Drains, wound dressings and sutures
Once the total hip replacement has been inserted, the joint is closed over drainage tubes to take away the bleeding from the joint. They stay in the hip for one or two days. The hip will have a dressing. You will have a drip to administer fluids whilst you do not feel like eating or drinking. A blood transfusion may be given if required. Initially the hip may be painful. Powerful pain-killing tablets and injections will be prescribed. It is usual for these to be required for 1 or 2 days, so do not be afraid to ask for something if you are in pain. Further blood tests and X-rays will be taken. Injections or tablets to thin the blood and to prevent thrombosis will also be given. The wound dressing which is applied in theatre may be removed after 4 days if the wound is satisfactory. The sutures should be removed by the General Practitioner or Practice Nurse after 12-14 days. Sometimes arrangements are made for patients to return directly to the hospital for this.
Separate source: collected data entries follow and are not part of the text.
PR #7045, opened 2025-09-09
flux-fsck: use content.load on older versions

chu11:
Problem: In older versions of flux, content.validate isn't available, thus flux-fsck cannot work against older versions of flux.

Divert to content.load if content.validate is not available.

---

just like #7044, hand tested on docker w/ v0.76.0. I don't think we have infrastructure to do a "current master" vs "random older versions", that's perhaps something to consider for another day?

### DIFF
--- a/src/cmd/builtin/fsck.c
+++ b/src/cmd/builtin/fsck.c
@@ -33,6 +33,7 @@
 
 struct fsck_ctx {
     flux_t *h;
+    bool validate_available;
     json_t *root;
     int sequence;
     int repair_count;
@@ -136,6 +137,8 @@ static void valref_validate_continuation (flux_future_t *f, void *arg)
 
 static void valref_validate (struct fsck_valref_data *fvd)
 {
+    const char *topic = fvd->ctx->validate_available ?
+        "content-backing.validate" : "content-backing.load";
     uint32_t hash[BLOBREF_MAX_DIGEST_SIZE];
     ssize_t hash_size;
     const char *blobref;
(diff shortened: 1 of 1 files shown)


chu11:
> Couldn't this be simplified if we just probe to see whether validate is available at the beginning of the program? A topic string for validate could be configured at that time, and other than the topic string, it seems like RPC handling can be exactly the same for both cases?

That's a good idea, lemme try that out.

chu11:
re-pushed, going with the alternate implementation recommended above

src/cmd/builtin/fsck.c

If the joint replaced was the only area of arthritis no further anti-inflammatory tablets will be required. If other joints are affected or you suffer from rheumatoid arthritis, the tablets may be restarted if possible after an interval of 2-6 weeks. Pain killers are usually necessary during this time. Please consult and follow the instructions from your treating specialist.

On the day of surgery or the following morning the physiotherapist will get you out of bed to commence walking with the help of crutches or a walking frame. The physiotherapists will also begin to encourage you to bend the hip and knee. Sitting is allowed only after 2 days and then only on a high chair. The early exercises and mobilising of the hip will cause some discomfort and swelling. However, this is normal and is just the healing process occurring. Any swelling or discomfort in the calf muscle of either leg should be brought to the attention of the nursing staff. After 5 – 10 days you are usually able to walk with minimal or no pain, although the assistance of sticks, crutches or a frame may be necessary. You should be able to manage stairs with the assistance of a banister, and to care for yourself around the home. When this is possible you will be discharged from hospital. This is usually within 3-7 days.
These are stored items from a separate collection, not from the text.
PR #7053, opened 2025-09-12
python: consider output header w/ expandable width

### LINKED ISSUE #7030: `flux jobs -o` struggles with right-alignment in certain fields

chu11:
Problem: The expandable field prefix ("+:") does not consider the width of the output header name when calculated output width.
If all output entries are less than the size of the output header name, then output will not look as expected.

Solution: When calculating maximum output width of a field, take into account the header entry name.

Fixes #7030

----

Edit: Oops, some python tests I forgot to update, working on em :-)

### DIFF
--- a/t/python/t0024-util.py
+++ b/t/python/t0024-util.py
@@ -218,6 +218,11 @@ class TestOutputFormat(unittest.TestCase):
         ).filter(items)
         self.assertEqual(fmt, "{i:>8} {f:5.2f}")
 
+        fmt = OutputFormat(
+            "?+:{i:>7} ?:{s:>6} ?+:{f:.2f}", headings=self.headings
+        ).filter(items, no_header=True)
+        self.assertEqual(fmt, "{i:>8} {f:3.2f}")
+
     def test_sort(self):
         a = Item("a", 0, 2.2)
         d = Item("d", 33, 1.1)
@@ -269,6 +274,11 @@ class TestOutputFormat(unittest.TestCase):
             "+:{s:5.5} +:{i:4d} +:{f:.2f}", headings=self.headings
         ).filter(items)
         self.assertEqual(fmt, "{s:16.16} {i:7d} {f:5.2f}")
+
+        fmt = OutputFormat(
+            "+:{s:5.5} +:{i:4d} +:{f:.2f}", headings=self.headings
+        ).filter(items, no_header=True)
+        self.assertEqual(fmt, "{s:16.16} {i:4d} {f:3.2f}")
 
     def test_copy(self):
         original = "+:{s:5.5} {i:4d} {f:.2f}"


src/bindings/python/flux/util.py
```diff
@@ -1000,12 +1000,20 @@ def sentinel_keys():
...
                 #  Save the modified format, index, type, maximum width,
                 #  observed width, and broken-down spec in lst:
+                initialmaxwidth = spec.width or 0
+                if (
+                    sentinels[end] in ("maxwidth", "both")
+                    and self.headings
+                    and self.headings[field]
+                    and len(self.headings[field]) > initialmaxwidth
+                ):
+                    initialmaxwidth = len(self.headings[field])
```
grondo: Unfortunately, this applies the heading length to maxwidth even if `-n, --no-header` is used, which isn't what we want. 

Let me ponder the best way to fix this. It may be to just pass `args.no_header` into the initializer then zero out the headings (if that works, it may not be so simple for JobInfoFormatter)

chu11: Yeah, I did realize that.  We seem to always pass headers into OutputFormat.  

I did consider it being a possibly separate issue.  Notice this commit I just added 0e4a22e470f6ca71e966d1bc44e7e46e4effa72e.  That's just to get a test to pass, checking if headers exist in other parts of OutputFormat probably also warranted.

grondo: Yeah, and the design allows headers to be class variables when you subclass so just not passing in headings is not a great solution.

The simplest thing would be just add a `no_headers=False` optional argument to the class initializer and use this in the test above. Unfortunately we'll have to update all callers, but I don't really see a cleaner way around it for now.

Finally, to make this code cleaner, the class should start with an empty `self.headings`, e.g. `self.headings = {}`. Then you can drop the test for `self.headings`. Then avoid accessing `self.headings[field]` multiple times by doing something like:

```python
if sentinels[end] in ("maxwidth", "both"):
    initialmaxwidth = max(spec.width or 0, len(self.headings.get(field, "")))
```

chu11: > The simplest thing would be just add a no_headers=False optional argument to the class initializer and use this in the test above. Unfortunately we'll have to update all callers, but I don't really see a cleaner way around it for now.

Hmmm.  Technically I think we only have to do this for JobInfoFormat?  B/c w/ OutputFormat we can just pass in or not pass in a headings.  For JobInfoFormat we are always setting one.  Or are you thinking of doing both for just consistency?

grondo: Since the code to set the maxwidth is in the base `OutputFormat` class, it should take `no_header` in its initializer I'd think.

The initialization of `self.headings` in `OutputFormat` to and empty dictionary would just seem to make the rest of the code cleaner because you would not have to check for `self.headings = None` anywhere. 

Let me check if that would mess up any other assumptions though.

grondo: Oh, we can't set headings to an empty dict because it is currently used to detect invalid fields :disappointed: :
```python
        headings (dict): A mapping of field name to header string. This also
            provides detection of invalid fields, so all valid fields should
            have an entry in headings. The headings dict can be set as an
            argument to :py:func:`OutputFormat.__init__`, or a subclass of
            the :py:class`flux.util.OutputFormat` class may set default
            headings for a given tool.
```

This does seem to imply `self.headings` should always be a valid dictionary though. Did you find that was not the case to add the check for `self.headings` above?

chu11: Ahh, I was only going off the fact that the `headings` input to the `__init__` defaults to `None`, so I just assumed "no headings" was ok or should be ok.

I guess we just need a `no_headers` flag everywhere then.  And probably raise an exception if no headers are specified.

As I thought about it this afternoon, I think a "no_headers" PR will probably have to come before this one.

grondo: I think it could be in one PR since it is only required to fix this issue properly.

chu11: Hmmmm.  I just noticed that the primary user of the `filter()` function in `OutputFormat` is the `print_items()` function, which already has a `no_header` flag.  So we could get away with adding `no_header` to `filter()` instead.  Any objections?  That would take care of the majority of cases, just a few oddball ones (for example `flux-jobs` calls `filter()` directly).

Edit: As I look at this more, I'm liking this option more

grondo: Yeah, that is what I was envisioning as the easiest "fix".

chu11: ahh, you mentioned passing `no_header` in the initializer at first, so that was what I was going with initially.

grondo: Oh yeah, I did, didn't I? Sorry, I probably shouldn't mention specifics until actually looking at the implementation again :facepalm:

chu11:
re-pushed with fixes per discussion above

grondo (approved):
This turned out excellent. Nice work!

Whilst at home the exercise programme of hip exercises should be vigorously continued. Approximately 10 minutes each hour will be ample. Out patient physiotherapy sessions should be arranged during this period. The progress is variable, so do not worry if your progress is a little slow at this stage. If the hip becomes more swollen or more painful than during the first day, or the wound becomes infected, please return to your General Practitioner for early review. The specialist should usually review your progress in the follow-up clinic after 4 or 6 weeks.

Recovery and return to work and sport
If your job is sedentary and mostly sitting you may wish to return after only 3 – 6 weeks. If your job is physically demanding and requires standing or walking for most of the day, your return to work may take several months. Driving can usually be performed after 4 to 6 weeks, providing that the hip is pain free and you are able to control the car with foot pedals and make an emergency stop. Swimming is often possible after 3 – 6 weeks. Return to golf, gentle tennis or badminton may take 3 months. Jogging and squash is not advised as the repetative impact and mechanical loading may result in premature loosening, wear or failure of any type of hip replacement.